● Task brief
Each record below needs to be copied out exactly as it stands.

● Exercise inputs

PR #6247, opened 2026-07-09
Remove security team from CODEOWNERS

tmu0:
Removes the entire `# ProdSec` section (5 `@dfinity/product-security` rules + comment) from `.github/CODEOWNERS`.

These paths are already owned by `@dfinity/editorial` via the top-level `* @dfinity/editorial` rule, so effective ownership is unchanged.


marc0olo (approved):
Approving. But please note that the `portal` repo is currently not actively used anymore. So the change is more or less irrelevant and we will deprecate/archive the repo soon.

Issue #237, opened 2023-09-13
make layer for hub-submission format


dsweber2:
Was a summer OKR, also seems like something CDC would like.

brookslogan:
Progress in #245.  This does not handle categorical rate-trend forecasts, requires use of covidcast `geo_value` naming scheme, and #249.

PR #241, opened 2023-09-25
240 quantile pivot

● Result below
PR #6247, opened 2026-07-09
Remove security team from CODEOWNERS

tmu0:
Removes the entire `# ProdSec` section (5 `@dfinity/product-security` rules + comment) from `.github/CODEOWNERS`.

These paths are already owned by `@dfinity/editorial` via the top-level `* @dfinity/editorial` rule, so effective ownership is unchanged.


marc0olo (approved):
Approving. But please note that the `portal` repo is currently not actively used anymore. So the change is more or less irrelevant and we will deprecate/archive the repo soon.

Issue #237, opened 2023-09-13
make layer for hub-submission format


dsweber2:
Was a summer OKR, also seems like something CDC would like.

brookslogan:
Progress in #245.  This does not handle categorical rate-trend forecasts, requires use of covidcast `geo_value` naming scheme, and #249.

PR #241, opened 2023-09-25
240 quantile pivot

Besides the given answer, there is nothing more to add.